Cascading 1.2 Now Available

We are happy to announce that Cascading 1.2 is now publicly available for download.

This release features many performance and usability enhancements while remaining backwards compatible with 1.0 and 1.1.

Specifically:

  • Performance optimizations during grouping (StreamComparator)
  • Composable map-side partial aggregations (AggregateBy)
  • Native Riffle support for non-Cascading (or nested iterative Cascading) processes (ProcessFlow and Riffle)

For a detailed list of changes see:
CHANGES.txt

We are also happy to announce that Cascading and its extensions have their own Maven/Ivy Jar repository, Conjars. Conjars is a public repository, any developer wishing to publish Cascading libraries and extensions can register their public key and push artifacts. Conjars is a simple fork of the Clojars repo code.

Along with this release are a number of extensions created by the Cascading user community.

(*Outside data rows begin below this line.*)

PR #2269, opened 2019-12-09
Code Coverage

annym:


annym:
> Good change.
> 
> I think the reports are generated per module, is there another plugin to aggregate the reports?

Yes, I'm trying to use jacoco report-aggregate. Let me try pushing some other changes to get it working properly. I'll remove the 'Do not review' once its working.

codecov.yml
```diff
@@ -0,0 +1,7 @@
+coverage:
+  precision: 2
+  round: nearest
+  range: "40...70"
+  ignore:
+    - "generator/src/main/java/**/*"
+    - "samples/**/*"
```
vjeko: Newline.

PR #2270, opened 2019-12-10
Layout Committed Bug

Maithem:
## Overview
LayoutView::committed can return without collecting all responses.
This misuse of CompletableFuture.anyOf can cause the method to
return without waiting for other ongoing requests even if they
don't fail.

Why should this be merged: fixes a bug

- [x] Public API has Javadoc


runtime/src/main/java/org/corfudb/runtime/view/LayoutView.java
```diff
@@ -295,11 +295,12 @@ public void committed(long epoch, Layout layout, boolean force)
...
         int timeouts = 0;
         int responses = 0;
-        while (responses < commitList.length) {
-            // wait for someone to complete.
+
+        for (CompletableFuture cf : commitList) {
             try {
-                CFUtils.getUninterruptibly(CompletableFuture.anyOf(commitList),
-                        WrongEpochException.class, TimeoutException.class, NetworkException.class);
+                CFUtils.getUninterruptibly(cf, WrongEpochException.class,
```
Maithem: remove CFUtils usage and check other uses of anyOf in this file.

runtime/src/main/java/org/corfudb/runtime/view/LayoutView.java
```diff
@@ -295,11 +295,12 @@ public void committed(long epoch, Layout layout, boolean force)
 
         int timeouts = 0;
         int responses = 0;
-        while (responses < commitList.length) {
```
vjeko: I am failing to see the bug. You will be iterating while (responses < commitList.length). `CompletableFuture.anyOf()` will be invoked for all CF which do not execute exceptionally.

annym:


```diff

Issues
======
+ Solved 1
           
```


See the complete overview on [Codacy](https://app.codacy.com/app/annymartinez.m/CorfuDB/pullRequest?prid=4651435&bid=15577744)

runtime/src/main/java/org/corfudb/runtime/view/LayoutView.java
Maithem: On every iteration only one future can bump up the (via CompletableFuture.anyOf) responses counter.
The response counter should be incremented once per future, but one cf can increment it multiple times, which is the bug.

vjeko: I see.

runtime/src/main/java/org/corfudb/runtime/view/LayoutView.java
medhavidhawan: This seems to have the issue that it will not break out to check the next future till the current one in the loop is complete.
This make things timeout if the nodes early in the loop are slow

Maithem: Are you referring to committed or other methods?

The wait time is bounded by the RPC timeout, not RPC timeout * number of requests, since the requests are pipelined

annym:


```diff

Issues
======
+ Solved 1
           
```


See the complete overview on [Codacy](https://app.codacy.com/app/annymartinez.m/CorfuDB/pullRequest?prid=4651435&bid=15577744)

runtime/src/main/java/org/corfudb/runtime/view/LayoutView.java
medhavidhawan: The reason i bring this up is that the protocol does not need a success from all nodes for committed. This is more stringent than what is needed for correctness.

Maithem: This change doesn't change the semantics, it just fixes a logic bug.

We wait on all futures to complete, not on all servers to respond. The router will timeout requests, so the max time is bounded by the RPC timeout of a single request.

annym:


```diff

Issues
======
+ Solved 1
           
```


See the complete overview on [Codacy](https://app.codacy.com/app/CorfuDB/CorfuDB/pullRequest?prid=4653408&bid=15584295)

annym:


```diff

Issues
======
+ Solved 1
           
```


See the complete overview on [Codacy](https://app.codacy.com/app/CorfuDB/CorfuDB/pullRequest?prid=4653408&bid=15584295)

annym:


```diff

Issues
======
+ Solved 1
           
```


See the complete overview on [Codacy](https://app.codacy.com/app/annymartinez.m/CorfuDB/pullRequest?prid=4651435&bid=15577744)

Maithem:
> The `propose()` method in this file is also using `anyOf()`. That logic might be correct (not sure), but I think not efficient: it's wasting a lot of while cycles since `CFUtils.getUninterruptibly(CompletableFuture.anyOf(proposeList)` would always return immediately after the first succeeded future as it's never removed from `proposeList`.
> Can you also change that part?

I think there are more serious problems than performance. I'm extremely surprised all this kinda "works", I will rewrite and introduce more testing for prepare and propose.

PR #2649, opened 2020-07-22
Server-Side Infrastructure for New BaseServer RPCs

zfrenette:
## Overview

Description: Protobuf RPCs for BaseServer.

Why should this be merged: Meant to replace RequestHandler, and allow for the development of other RPC types.

- [X] Public API has Javadoc


common/src/main/java/org/corfudb/common/protocol/client/ResponseHandler.java
```diff
@@ -20,6 +20,7 @@
     @Override
     public void channelRead(ChannelHandlerContext ctx, Object msg) throws Exception {
         ByteBuf msgBuf = (ByteBuf) msg;
+        msgBuf.readByte(); // Temporary -- Consume 0x2 marker.
```
Maithem, line 23: Read and check the value instead of assuming its 0x2

common/src/main/proto/CorfuProtocol.proto
```diff
@@ -87,20 +84,23 @@ message PingRequest {
...
-
+    UUID clientId = 1;
+    UUID serverId = 2;
 }
 
+// TODO(Zach): Update handshake logic
 message AuthenticateResponse {
-
+    UUID serverId = 1;
+    string corfuVersion = 2;
```
Maithem, line 96: You can remove this and do the version check on every message instead. The message version can be kept inside the header.

infrastructure/src/main/java/org/corfudb/infrastructure/protocol/NettyServerRouter.java
```diff
@@ -0,0 +1,144 @@
...
+        log.info("channelActive: Incoming connection established from: {}.",
+                ctx.channel().remoteAddress());
+    }
+
+    @Override
+    public void channelRead(ChannelHandlerContext ctx, Object msg) throws Exception {
+        ByteBuf msgBuf = (ByteBuf) msg;
+
+        // Temporary -- Check Corfu msg marker: 0x1 indicates legacy while 0x2 indicates new
+        if (msgBuf.getByte(msgBuf.readerIndex()) == 0x1) {
```
Maithem, line 100: Can you make these static constants (i.e. 0x1 and 0x2)

Maithem:
looks good, we need to think of a clean way to get rid of the annotations, or at least simplify the code. Code flow is a little hard to follow.

chetangudisagar:
I was thinking about a slightly different approach of having a similar implementation of handlers like the `PeerClient `setup i.e. 

1. Merge the handlers into one class that are currently distributed across different classes (`BaseServer`, `SequencerServer`, `LogUnitServer`, etc.). The actual implementations can be either written there in the handlers or routed to different classes as the implementation can contain lengthy code. This gets rid of the annotation-based handler mechanism.
2. Have a channel handler similar to client one that handles functionalities of the client connections (~`NettyServerRouter`). 

@Maithem What are your views on this?

runtime/src/main/java/org/corfudb/protocols/wireprotocol/NettyCorfuMessageDecoder.java
```diff
@@ -19,6 +20,13 @@
     @Override
     protected void decode(ChannelHandlerContext channelHandlerContext, ByteBuf byteBuf,
                           List<Object> list) throws Exception {
+        // Leave message unchanged if is non-legacy
+        if(byteBuf.getByte(byteBuf.readerIndex()) != API.LEGACY_CORFU_MSG_MARK) {
+            list.add(byteBuf);
+            return;
+        }
+
+        byteBuf.readByte();
```
Maithem, line 29: This is a bug. The marker is already consumed in line 24, if that if-statement isnt true, then another byte will be consumed, which is not the marker byte, so this will fail the subsequent call to serialization since it will be missing a byte.

runtime/src/main/java/org/corfudb/protocols/wireprotocol/NettyCorfuMessageDecoder.java
```diff
@@ -19,6 +20,13 @@
     @Override
     protected void decode(ChannelHandlerContext channelHandlerContext, ByteBuf byteBuf,
                           List<Object> list) throws Exception {
+        // Leave message unchanged if is non-legacy
+        if(byteBuf.getByte(byteBuf.readerIndex()) != API.LEGACY_CORFU_MSG_MARK) {
```
Maithem, line 24: Never mind, ignore my comment below. It's wrong.

Unline the readByte, getByte API doesn't move the reader index.

infrastructure/src/main/java/org/corfudb/infrastructure/protocol/NettyServerRouter.java
```diff
@@ -96,14 +97,13 @@ public void channelActive(ChannelHandlerContext ctx) throws Exception {
...
-            ctx.fireChannelRead(msgBuf); // Forward legacy corfu msg to next handler
+        // Temporary -- If message is not a new Protobuf message, forward the message.
+        if (msgBuf.getByte(msgBuf.readerIndex()) != API.PROTO_CORFU_MSG_MARK) {
+            ctx.fireChannelRead(msgBuf);
             return;
         }
 
-        msgBuf.readByte(); // Temporary -- Consume 0x2 marker
-
+        msgBuf.readByte();
```
Maithem, line 106: What if this byte is not LEGACY_CORFU_MSG_MARK ?

I think you should explicitly check that it is LEGACY_CORFU_MSG_MARK and throw an IllegalStateException otherwise.

zfrenette: Do you mean throw an exception (instead of passing it along the pipeline) if the message isn't marked with PROTO_CORFU_MSG_MARK?

infrastructure/src/main/java/org/corfudb/infrastructure/protocol/NettyServerRouter.java
Maithem: @zfrenette  Did you delete your comment?

I got an email notification but don't see it on the PR.

> Do you mean throw an exception (instead of passing it along the pipeline) if the message isn't marked with PROTO_CORFU_MSG_MARK?


Yes, I think its better to throw an exception instead of the propagate the error further.

infrastructure/src/main/java/org/corfudb/infrastructure/protocol/NettyServerRouter.java
```diff
@@ -60,6 +62,17 @@ public NettyServerRouter(ImmutableList<AbstractServer> servers, ServerContext se
...
+
+
+    @Override
+    public void sendResponse(Response response, ChannelHandlerContext ctx) {
+        ByteBuf outBuf = PooledByteBufAllocator.DEFAULT.buffer();
+        outBuf.writeByte(API.PROTO_CORFU_MSG_MARK);
+        outBuf.writeBytes(response.toByteArray());
+        //TODO(Zach): Where to remove allocation?
+        ctx.writeAndFlush(outBuf);
+    }
```
Maithem, line 74: Pass the allocator via the constructor. Accessing a resources from multiple entry points makes it hard to change. You can wrap the default allocator and pass that instance to the constructor.

infrastructure/src/main/java/org/corfudb/infrastructure/protocol/NettyServerRouter.java
```diff
@@ -0,0 +1,163 @@
...
+
+
+
+    @Override
+    public void sendResponse(Response response, ChannelHandlerContext ctx) {
+        ByteBuf outBuf = PooledByteBufAllocator.DEFAULT.buffer();
+        outBuf.writeByte(API.PROTO_CORFU_MSG_MARK);
+        outBuf.writeBytes(response.toByteArray());
+        //TODO(Zach): Where to remove allocation?
```
Maithem, line 72: You can use an input stream here and release it on IOException

infrastructure/src/main/java/org/corfudb/infrastructure/protocol/BaseServer.java
```diff
@@ -0,0 +1,84 @@
+package org.corfudb.infrastructure.protocol;
```
Maithem, line 1: Added the new annotated methods in the existing class. I don't see a strong reason to fork the class.

infrastructure/src/main/java/org/corfudb/infrastructure/BaseServer.java
```diff
@@ -180,6 +213,24 @@ private void doReset(CorfuMsg msg, ChannelHandlerContext ctx, IServerRouter r) {
...
+     * which monitors the exit code of Corfu. If the exit code is 100, then it resets
+     * the server and DELETES ALL EXISTING DATA.
+     * @param req The incoming request message.
+     * @param ctx The channel context.
+     * @param r The server router.
+     */
+    @AnnotatedServerHandler(type = CorfuProtocol.MessageType.RESET)
+    private void handleReset(Request req, ChannelHandlerContext ctx, org.corfudb.infrastructure.protocol.IServerRouter r) {
+        log.warn("Remote reset requested from client {}", req.getHeader().getClientId());
+        //TODO(Zach): checkArgument(req.hasResetRequest());
```
Maithem, line 227: How can you even get routed to this point without having the ResetRequest? I think that check is done before a call is made to this method.

zfrenette: I believe only the MessageType is checked. There hasn't been a check that a proper payload is provided.

zfrenette: I think these checks can all be done in the handle method in RequestHandlerMethods.

common/src/main/java/org/corfudb/common/protocol/API.java
```diff
@@ -131,6 +137,71 @@ public static Response newPingResponse(Header header, ServerError error) {
...
+        ResetRequest resetRequest = ResetRequest.getDefaultInstance();
+        return Request.newBuilder()
+                .setHeader(header)
+                .setResetRequest(resetRequest)
+                .build();
+    }
+
+    public static Response newResetResponse(Header header) {
+        return newRestartResponse(header, newNoServerError());
+    }
```
chetangudisagar, line 171: I think you forgot to change this to -
`return newResetResponse(header, newNoServerError());`

zfrenette: Thanks for pointing this out

infrastructure/src/main/java/org/corfudb/infrastructure/BaseServer.java
zfrenette: I decided to perform these checks in NettyServerRouter since it was originally performed in RequestHandler.

common/src/main/java/org/corfudb/common/protocol/API.java
```diff
@@ -47,4 +124,163 @@ public static Request newPingRequest(Header header) {
...
+    public static Response newErrorResponseNoPayload(Header header, ServerError error) {
+        return Response.newBuilder()
+                .setHeader(header)
+                .setError(error)
+                .build();
+    }
+
+    public static boolean validateRequest(Request request) {
+        switch(request.getHeader().getType()) {
+            case PING:
```
Maithem, line 214: This seems superfluous, just let the message go through and if not recognized the server should reply with an error.

Maithem:
We need to chunk work into smaller, more focused PR.

Maithem:
Ops, clicked closed instead of comment.

common/src/main/java/org/corfudb/common/protocol/API.java
zfrenette: Can you comment a bit more on why this is superfluous? Currently, ResponseHandler/PeerClient performs this check as well using a similar switch statement. Also, I did have this check (as a checkArgument call) in the handle method for each message type (say handlePing when receiving a ping message), but you had mentioned that this was checked prior.
Although no error is currently sent, I do intend to send an error (see NettyServerRouter) if this checks fails.

common/src/main/proto/CorfuProtocol.proto
zfrenette: I'll incorporate this in a separate PR later on.

PR #2650, opened 2020-07-22
Fix NullPointerException in StreamView.

WenbinZhu:
## Overview

When read option is set to ignoreTrim and non cacheable, removeFromQueue
will throw NPE when encountering TrimmedException and trying to get the
trimmed addresses list from TrimmedException.

Why should this be merged:  Fix NPE

- [x] Public API has Javadoc

### DIFF
--- a/runtime/src/main/java/org/corfudb/runtime/exceptions/TrimmedException.java
+++ b/runtime/src/main/java/org/corfudb/runtime/exceptions/TrimmedException.java
@@ -3,6 +3,7 @@ package org.corfudb.runtime.exceptions;
 import lombok.Getter;
 import lombok.Setter;
 
+import java.util.Collections;
 import java.util.List;
 
 /**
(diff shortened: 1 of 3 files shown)


runtime/src/main/java/org/corfudb/runtime/exceptions/TrimmedException.java
```diff
@@ -24,7 +25,7 @@
      */
     @Getter
     @Setter
-    private List<Long> trimmedAddresses;
+    private List<Long> trimmedAddresses = Collections.emptyList();
```
Maithem, line 28: I think its cleaner to make this field final and assign the empty list in the constructors that don't need it.

runtime/src/main/java/org/corfudb/runtime/view/AddressSpaceView.java
```diff
@@ -727,7 +727,7 @@ private boolean isLogDataValid(long address, ILogData logData, boolean throwExce
 
         if (logData.isTrimmed()) {
             if (throwException) {
-                throw new TrimmedException(String.format("Trimmed address %s", address));
+                throw new TrimmedException(Collections.singletonList(address));
```
Maithem, line 730: Cleaner to push down to the constructor.

xnull:
Would be great to fix also other NPE-s
image

runtime/src/main/java/org/corfudb/runtime/exceptions/TrimmedException.java
WenbinZhu: Done.

runtime/src/main/java/org/corfudb/runtime/view/AddressSpaceView.java

WenbinZhu:
> Would be great to fix also other NPE-s
> image

This is supposed to be a quick patch to quickly unblock QE testing.
Besides many of these warnings do not mean there is an actual NPE, a lot of times we have checks to make sure the objects are not null, but IDE static analysis does not know about it and still give a warning.

PR #2661, opened 2020-07-27
File descriptor leaks corfu 0.3.0.2

xnull:
## Overview

Description:
File descriptor leaks fixes

Why should this be merged: 

- [x] Public API has Javadoc

### DIFF
--- a/checks.xml
+++ b/checks.xml
@@ -235,11 +235,6 @@
         </module>
         <module name="OverloadMethodsDeclarationOrder"/>
         <module name="VariableDeclarationUsageDistance"/>
-        <module name="CustomImportOrder">
-            <property name="sortImportsInGroupAlphabetically" value="true"/>
-            <property name="separateLineBetweenGroups" value="true"/>
-            <property name="customImportOrderRules" value="STATIC###THIRD_PARTY_PACKAGE"/>
-        </module>
         <module name="MethodParamPad"/>
         <module name="NoWhitespaceBefore">
             <property name="tokens"
--- a/infrastructure/src/main/java/org/corfudb/infrastructure/LogUnitServer.java
+++ b/infrastructure/src/main/java/org/corfudb/infrastructure/LogUnitServer.java
@@ -16,13 +16,19 @@ import java.util.List;
 import java.util.Map;
 import java.util.Set;
 import java.util.UUID;
+import java.util.concurrent.CompletableFuture;
 import java.util.concurrent.CompletionException;
 import java.util.concurrent.ExecutorService;
 import java.util.concurrent.Executors;
 import java.util.concurrent.TimeUnit;
+import java.util.concurrent.locks.Lock;
+import java.util.concurrent.locks.ReadWriteLock;
+import java.util.concurrent.locks.ReentrantReadWriteLock;
+
 import lombok.Builder;
 import lombok.Getter;
 import lombok.extern.slf4j.Slf4j;
+import org.corfudb.infrastructure.ServerThreadFactory.ExceptionHandler;
 import org.corfudb.infrastructure.log.InMemoryStreamLog;
 import org.corfudb.infrastructure.log.StreamLog;
 import org.corfudb.infrastructure.log.StreamLogCompaction;
@@ -102,6 +108,8 @@ public class LogUnitServer extends AbstractServer {
 
     private ExecutorService executor;
 
+    private final ReadWriteLock resetLock = new ReentrantReadWriteLock();
+
     /**
      * Returns a new LogUnitServer.
      *
@@ -110,8 +118,10 @@ public class LogUnitServer extends AbstractServer {
     public LogUnitServer(ServerContext serverContext) {
         this.serverContext = serverContext;
         this.config = LogUnitServerConfig.parse(serverContext.getServerConfig());
-        executor = Executors.newFixedThreadPool(serverContext.getLogunitThreadCount(),
-                new ServerThreadFactory("LogUnit-", new ServerThreadFactory.ExceptionHandler()));
+        executor = Executors.newFixedThreadPool(
+                serverContext.getLogunitThreadCount(),
+                new ServerThreadFactory("LogUnit-", new ExceptionHandler())
+        );
 
         if (config.isMemoryMode()) {
             log.warn("Log unit opened in-memory mode (Maximum size={}). "
@@ -128,13 +138,40 @@ public class LogUnitServer extends AbstractServer {
         dataCache = new LogUnitServerCache(config, streamLog);
         batchWriter = new BatchProcessor(streamLog, serverContext.getServerEpoch(), !config.isNoSync());
 
-        logCleaner = new StreamLogCompaction(streamLog, 10, 45, TimeUnit.MINUTES, ServerContext.SHUTDOWN_TIMER);
+        logCleaner = new StreamLogCompaction(
+                streamLog, resetLock, 10, 45, TimeUnit.MINUTES, ServerContext.SHUTDOWN_TIMER
+        );
     }
 
 
     @Override
     protected void processRequest(CorfuMsg msg, ChannelHandlerContext ctx, IServerRouter r) {
-        executor.submit(() -> getHandler().handle(msg, ctx, r));
+        executor.submit(
+                () -> {
+                    switch (msg.getMsgType()) {
+                        case READ_REQUEST:
+                        case KNOWN_ADDRESS_REQUEST:
+                        case COMPACT_REQUEST:
+                            Lock lock = resetLock.readLock();
+                            lock.lock();
+
+                            if (msg.getEpoch() != serverContext.getLogUnitEpochWaterMark()) {
+                                r.sendResponse(ctx, msg, new CorfuPayloadMsg<>(CorfuMsgType.WRONG_EPOCH,
+                                        serverContext.getServerEpoch()));
+                                return;
+                            }
+
+                            try {
+                                getHandler().handle(msg, ctx, r);
+                            } finally {
+                                lock.unlock();
+                            }
+
+                            break;
+                        default:
+                            getHandler().handle(msg, ctx, r);
+                    }
+                });
     }
 
     /**
@@ -144,7 +181,9 @@ public class LogUnitServer extends AbstractServer {
     public void handleTailRequest(CorfuPayloadMsg<TailsRequest> msg, ChannelHandlerContext ctx, IServerRouter r) {
         log.debug("handleTailRequest: received a tail request {}", msg);
         batchWriter.<TailsResponse>addTask(TAILS_QUERY, msg)
-                .thenAccept(tailsResp -> r.sendResponse(ctx, msg, CorfuMsgType.TAIL_RESPONSE.payloadMsg(tailsResp)))
+                .thenAccept(tailsResp -> {
+                    r.sendResponse(ctx, msg, CorfuMsgType.TAIL_RESPONSE.payloadMsg(tailsResp));
+                })
                 .exceptionally(ex -> {
                     handleException(ex, ctx, msg, r);
                     return null;
@@ -162,7 +201,8 @@ public class LogUnitServer extends AbstractServer {
         log.trace("handleLogAddressSpaceRequest: received a log address space request {}", msg);
         batchWriter.<StreamsAddressResponse>addTask(LOG_ADDRESS_SPACE_QUERY, payloadMsg)
                 .thenAccept(tailsResp -> r.sendResponse(ctx, msg,
-                        CorfuMsgType.LOG_ADDRESS_SPACE_RESPONSE.payloadMsg(tailsResp)))
+                        CorfuMsgType.LOG_ADDRESS_SPACE_RESPONSE.payloadMsg(tailsResp))
+                )
                 .exceptionally(ex -> {
                     handleException(ex, ctx, payloadMsg, r);
                     return null;
@@ -219,14 +259,16 @@ public class LogUnitServer extends AbstractServer {
             msg.setPriorityLevel(PriorityLevel.HIGH);
         }
 
-        batchWriter.addTask(WRITE, msg)
+        batchWriter
+                .addTask(WRITE, msg)
                 .thenRunAsync(() -> {
                     dataCache.put(msg.getPayload().getGlobalAddress(), logData);
                     r.sendResponse(ctx, msg, CorfuMsgType.WRITE_OK.msg());
-                }, executor).exceptionally(ex -> {
-            handleException(ex, ctx, msg, r);
-            return null;
-        });
+                }, executor)
+                .exceptionally(ex -> {
+                    handleException(ex, ctx, msg, r);
+                    return null;
+                });
     }
 
     /**
@@ -239,7 +281,8 @@ public class LogUnitServer extends AbstractServer {
         log.debug("rangeWrite: Writing {} entries [{}-{}]", range.size(),
                 range.get(0).getGlobalAddress(), range.get(range.size() - 1).getGlobalAddress());
 
-        batchWriter.addTask(RANGE_WRITE, msg)
+        batchWriter
+                .addTask(RANGE_WRITE, msg)
                 .thenRun(() -> r.sendResponse(ctx, msg, CorfuMsgType.WRITE_OK.msg()))
                 .exceptionally(ex -> {
                     handleException(ex, ctx, msg, r);
@@ -258,7 +301,8 @@ public class LogUnitServer extends AbstractServer {
     private void prefixTrim(CorfuPayloadMsg<TrimRequest> msg, ChannelHandlerContext ctx,
                             IServerRouter r) {
         log.debug("prefixTrim: trimming prefix to {}", msg.getPayload().getAddress());
-        batchWriter.addTask(PREFIX_TRIM, msg)
+        batchWriter
+                .addTask(PREFIX_TRIM, msg)
                 .thenRun(() -> r.sendResponse(ctx, msg, CorfuMsgType.ACK.msg()))
                 .exceptionally(ex -> {
                     handleException(ex, ctx, msg, r);
@@ -321,8 +365,16 @@ public class LogUnitServer extends AbstractServer {
     @ServerHandler(type = CorfuMsgType.COMPACT_REQUEST)
     private void handleCompactRequest(CorfuMsg msg, ChannelHandlerContext ctx, IServerRouter r) {
         log.debug("handleCompactRequest: received a compact request {}", msg);
-        streamLog.compact();
-        r.sendResponse(ctx, msg, CorfuMsgType.ACK.msg());
+
+        Lock lock = resetLock.writeLock();
+        lock.lock();
+
+        try {
+            streamLog.compact();
+            r.sendResponse(ctx, msg, CorfuMsgType.ACK.msg());
+        } finally {
+            lock.unlock();
+        }
     }
 
     @ServerHandler(type = CorfuMsgType.FLUSH_CACHE)
@@ -374,27 +426,39 @@ public class LogUnitServer extends AbstractServer {
     private synchronized void resetLogUnit(CorfuPayloadMsg<Long> msg,
                                            ChannelHandlerContext ctx, IServerRouter r) {
 
+        if (msg.getPayload() <= serverContext.getLogUnitEpochWaterMark()
+                || msg.getPayload() != serverContext.getServerEpoch()) {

Among these extension are:

  • Cascading.Avro – Cascading Scheme for the Apache Avro data serialization format.
  • Cascading.Memcached – Integration with Memcached, Membase, and ElasticSearch.
  • Bixo – a web mining toolkit
  • DBMigrate – a tool for migrating data to/from RDBMSs into Hadoop
  • Apache HBase, Amazon SimpleDB, and JDBC integration
  • JRuby and Clojure based scripting languages for Cascading
  • Cascalog – a robust interactive extensible query language

This release will run against 0.19.x, and 0.20.x. Including Amazon Elastic MapReduce.